### Prompt
Work out how many lines of the material below contain the word "models", then write that number alone.

### Available records
------------------------------------------------------------

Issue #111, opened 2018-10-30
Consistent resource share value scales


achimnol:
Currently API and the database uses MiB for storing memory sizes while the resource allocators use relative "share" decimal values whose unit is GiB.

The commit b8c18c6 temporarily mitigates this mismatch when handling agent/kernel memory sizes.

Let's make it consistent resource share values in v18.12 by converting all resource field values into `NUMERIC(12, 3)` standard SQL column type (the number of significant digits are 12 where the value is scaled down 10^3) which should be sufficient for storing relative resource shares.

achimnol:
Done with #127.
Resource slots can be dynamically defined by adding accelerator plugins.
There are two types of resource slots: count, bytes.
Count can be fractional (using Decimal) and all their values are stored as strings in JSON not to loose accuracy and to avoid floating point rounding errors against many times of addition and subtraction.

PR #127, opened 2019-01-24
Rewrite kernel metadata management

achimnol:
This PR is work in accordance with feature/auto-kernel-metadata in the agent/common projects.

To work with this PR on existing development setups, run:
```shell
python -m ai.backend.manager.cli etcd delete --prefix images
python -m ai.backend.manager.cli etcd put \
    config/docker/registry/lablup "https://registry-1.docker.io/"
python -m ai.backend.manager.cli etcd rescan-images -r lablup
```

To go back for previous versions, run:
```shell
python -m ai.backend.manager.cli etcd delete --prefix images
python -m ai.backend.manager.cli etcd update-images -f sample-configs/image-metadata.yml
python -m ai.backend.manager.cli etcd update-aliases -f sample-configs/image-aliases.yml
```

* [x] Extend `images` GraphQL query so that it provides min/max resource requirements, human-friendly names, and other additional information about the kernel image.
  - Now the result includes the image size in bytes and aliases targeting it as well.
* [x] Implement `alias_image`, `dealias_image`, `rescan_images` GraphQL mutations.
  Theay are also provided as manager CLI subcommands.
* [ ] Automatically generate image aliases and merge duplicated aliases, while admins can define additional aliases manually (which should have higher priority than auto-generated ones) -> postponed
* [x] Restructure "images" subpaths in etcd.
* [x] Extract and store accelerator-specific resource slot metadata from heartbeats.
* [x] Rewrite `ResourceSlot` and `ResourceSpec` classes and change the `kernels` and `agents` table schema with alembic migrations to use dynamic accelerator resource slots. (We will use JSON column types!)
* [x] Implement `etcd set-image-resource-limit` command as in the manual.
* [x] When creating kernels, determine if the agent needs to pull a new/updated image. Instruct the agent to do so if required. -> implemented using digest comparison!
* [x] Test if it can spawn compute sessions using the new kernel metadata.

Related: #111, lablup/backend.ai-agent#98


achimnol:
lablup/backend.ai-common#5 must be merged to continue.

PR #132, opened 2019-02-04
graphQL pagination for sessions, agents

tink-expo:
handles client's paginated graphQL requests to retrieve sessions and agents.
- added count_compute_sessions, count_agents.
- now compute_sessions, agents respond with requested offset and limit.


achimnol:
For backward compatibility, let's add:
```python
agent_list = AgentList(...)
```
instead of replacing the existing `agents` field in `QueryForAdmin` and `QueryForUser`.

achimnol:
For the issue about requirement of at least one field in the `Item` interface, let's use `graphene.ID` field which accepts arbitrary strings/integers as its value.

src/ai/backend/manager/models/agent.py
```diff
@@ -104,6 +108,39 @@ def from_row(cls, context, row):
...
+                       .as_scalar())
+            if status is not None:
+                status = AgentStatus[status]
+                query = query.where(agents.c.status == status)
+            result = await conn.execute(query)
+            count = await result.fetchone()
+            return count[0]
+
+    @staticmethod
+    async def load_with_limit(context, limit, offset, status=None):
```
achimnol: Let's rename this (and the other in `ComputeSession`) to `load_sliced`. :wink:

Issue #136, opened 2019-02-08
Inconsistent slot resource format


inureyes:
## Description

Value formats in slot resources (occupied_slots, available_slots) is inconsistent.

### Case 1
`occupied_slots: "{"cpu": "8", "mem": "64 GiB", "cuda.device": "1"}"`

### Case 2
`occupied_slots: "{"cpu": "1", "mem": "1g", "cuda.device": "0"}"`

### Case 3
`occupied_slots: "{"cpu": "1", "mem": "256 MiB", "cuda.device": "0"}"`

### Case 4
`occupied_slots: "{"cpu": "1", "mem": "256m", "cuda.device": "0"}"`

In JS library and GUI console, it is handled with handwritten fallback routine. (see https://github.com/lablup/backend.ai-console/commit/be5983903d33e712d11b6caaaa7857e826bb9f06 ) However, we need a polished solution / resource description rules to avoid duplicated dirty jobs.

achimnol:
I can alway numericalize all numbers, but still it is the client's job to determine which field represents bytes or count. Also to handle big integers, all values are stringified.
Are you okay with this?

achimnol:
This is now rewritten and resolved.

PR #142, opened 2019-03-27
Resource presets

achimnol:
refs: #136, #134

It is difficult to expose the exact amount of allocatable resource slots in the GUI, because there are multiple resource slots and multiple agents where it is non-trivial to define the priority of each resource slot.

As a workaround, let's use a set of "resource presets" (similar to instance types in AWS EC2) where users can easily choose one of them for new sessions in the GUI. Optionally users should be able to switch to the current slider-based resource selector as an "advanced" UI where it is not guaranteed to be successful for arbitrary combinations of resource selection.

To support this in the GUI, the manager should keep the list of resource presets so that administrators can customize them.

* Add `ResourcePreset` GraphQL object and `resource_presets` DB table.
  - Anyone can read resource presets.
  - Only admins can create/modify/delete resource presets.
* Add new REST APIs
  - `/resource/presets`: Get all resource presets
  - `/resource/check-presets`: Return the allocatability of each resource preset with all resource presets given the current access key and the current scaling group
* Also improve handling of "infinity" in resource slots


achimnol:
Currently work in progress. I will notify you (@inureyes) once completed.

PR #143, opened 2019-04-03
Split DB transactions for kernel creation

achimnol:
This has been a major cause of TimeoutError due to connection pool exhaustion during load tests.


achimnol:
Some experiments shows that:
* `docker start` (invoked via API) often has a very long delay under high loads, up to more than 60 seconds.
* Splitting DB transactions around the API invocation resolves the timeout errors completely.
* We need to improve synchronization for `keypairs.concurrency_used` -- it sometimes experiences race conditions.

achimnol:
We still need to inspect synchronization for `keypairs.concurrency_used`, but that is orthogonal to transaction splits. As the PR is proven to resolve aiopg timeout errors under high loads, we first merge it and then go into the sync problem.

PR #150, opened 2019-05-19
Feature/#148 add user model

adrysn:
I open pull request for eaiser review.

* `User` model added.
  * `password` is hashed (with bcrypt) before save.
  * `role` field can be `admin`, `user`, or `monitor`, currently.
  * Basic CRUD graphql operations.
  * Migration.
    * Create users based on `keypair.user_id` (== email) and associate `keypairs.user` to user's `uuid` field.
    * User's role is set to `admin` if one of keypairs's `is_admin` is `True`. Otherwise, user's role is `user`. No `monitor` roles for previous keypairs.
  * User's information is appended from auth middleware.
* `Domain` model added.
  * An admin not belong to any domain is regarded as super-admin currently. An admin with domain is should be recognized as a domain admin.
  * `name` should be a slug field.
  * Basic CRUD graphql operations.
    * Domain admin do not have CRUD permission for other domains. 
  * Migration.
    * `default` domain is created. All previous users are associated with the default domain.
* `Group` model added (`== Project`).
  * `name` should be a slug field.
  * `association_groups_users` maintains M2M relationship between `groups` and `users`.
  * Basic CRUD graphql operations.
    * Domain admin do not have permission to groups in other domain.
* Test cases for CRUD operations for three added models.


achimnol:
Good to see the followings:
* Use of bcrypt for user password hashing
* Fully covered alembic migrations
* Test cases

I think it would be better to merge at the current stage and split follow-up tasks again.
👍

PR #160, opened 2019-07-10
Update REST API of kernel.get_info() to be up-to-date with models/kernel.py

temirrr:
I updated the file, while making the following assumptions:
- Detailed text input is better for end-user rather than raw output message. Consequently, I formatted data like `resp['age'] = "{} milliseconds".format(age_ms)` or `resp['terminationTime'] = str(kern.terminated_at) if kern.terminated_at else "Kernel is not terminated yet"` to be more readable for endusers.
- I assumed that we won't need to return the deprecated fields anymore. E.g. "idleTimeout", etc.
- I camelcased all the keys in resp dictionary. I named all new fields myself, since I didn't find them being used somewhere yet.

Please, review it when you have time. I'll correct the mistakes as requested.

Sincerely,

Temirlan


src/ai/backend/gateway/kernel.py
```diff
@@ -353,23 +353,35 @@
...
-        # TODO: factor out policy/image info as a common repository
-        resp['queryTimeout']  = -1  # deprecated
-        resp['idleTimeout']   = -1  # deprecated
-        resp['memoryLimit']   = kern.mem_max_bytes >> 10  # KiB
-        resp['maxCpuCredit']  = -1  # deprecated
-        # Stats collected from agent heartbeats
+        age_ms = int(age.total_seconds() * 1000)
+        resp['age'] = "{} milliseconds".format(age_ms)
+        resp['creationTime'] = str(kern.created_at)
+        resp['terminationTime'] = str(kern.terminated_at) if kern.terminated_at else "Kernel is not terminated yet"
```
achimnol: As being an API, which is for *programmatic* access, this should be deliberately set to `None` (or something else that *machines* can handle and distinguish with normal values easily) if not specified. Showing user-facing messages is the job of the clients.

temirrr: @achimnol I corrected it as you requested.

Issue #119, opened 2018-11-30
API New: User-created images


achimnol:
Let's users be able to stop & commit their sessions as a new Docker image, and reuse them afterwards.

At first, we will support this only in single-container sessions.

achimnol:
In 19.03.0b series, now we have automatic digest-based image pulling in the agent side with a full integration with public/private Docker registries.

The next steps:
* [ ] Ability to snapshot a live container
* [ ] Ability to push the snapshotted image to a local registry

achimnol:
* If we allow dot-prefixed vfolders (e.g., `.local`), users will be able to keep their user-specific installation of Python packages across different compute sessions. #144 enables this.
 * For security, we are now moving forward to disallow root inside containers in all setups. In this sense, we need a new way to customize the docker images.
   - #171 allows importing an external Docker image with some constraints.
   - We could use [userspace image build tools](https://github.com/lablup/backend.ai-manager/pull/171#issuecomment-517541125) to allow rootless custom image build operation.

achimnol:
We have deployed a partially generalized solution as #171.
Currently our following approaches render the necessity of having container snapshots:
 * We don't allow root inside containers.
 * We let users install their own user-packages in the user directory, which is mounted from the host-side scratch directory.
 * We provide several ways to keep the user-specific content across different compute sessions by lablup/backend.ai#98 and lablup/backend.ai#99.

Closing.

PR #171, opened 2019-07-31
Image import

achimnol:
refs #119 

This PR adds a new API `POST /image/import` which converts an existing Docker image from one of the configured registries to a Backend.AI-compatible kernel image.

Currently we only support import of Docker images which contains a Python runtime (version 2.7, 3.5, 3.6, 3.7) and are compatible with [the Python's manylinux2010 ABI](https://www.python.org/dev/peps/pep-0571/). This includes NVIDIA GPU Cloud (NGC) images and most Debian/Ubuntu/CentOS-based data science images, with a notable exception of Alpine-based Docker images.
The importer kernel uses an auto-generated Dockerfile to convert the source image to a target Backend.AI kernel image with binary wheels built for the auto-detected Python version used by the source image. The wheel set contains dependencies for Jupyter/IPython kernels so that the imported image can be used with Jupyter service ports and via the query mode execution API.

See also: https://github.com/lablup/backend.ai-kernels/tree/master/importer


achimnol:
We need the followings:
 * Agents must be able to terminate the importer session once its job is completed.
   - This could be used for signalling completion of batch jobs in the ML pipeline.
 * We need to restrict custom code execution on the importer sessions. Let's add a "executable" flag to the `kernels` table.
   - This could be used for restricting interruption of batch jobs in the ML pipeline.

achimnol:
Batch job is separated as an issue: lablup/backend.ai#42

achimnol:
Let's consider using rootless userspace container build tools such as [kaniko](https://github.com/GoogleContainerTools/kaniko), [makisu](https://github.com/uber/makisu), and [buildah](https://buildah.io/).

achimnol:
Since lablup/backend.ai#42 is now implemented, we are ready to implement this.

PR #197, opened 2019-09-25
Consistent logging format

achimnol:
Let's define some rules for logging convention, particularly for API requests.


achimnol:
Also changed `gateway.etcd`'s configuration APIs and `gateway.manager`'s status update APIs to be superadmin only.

------------------------------------------------------------

### Answer box
3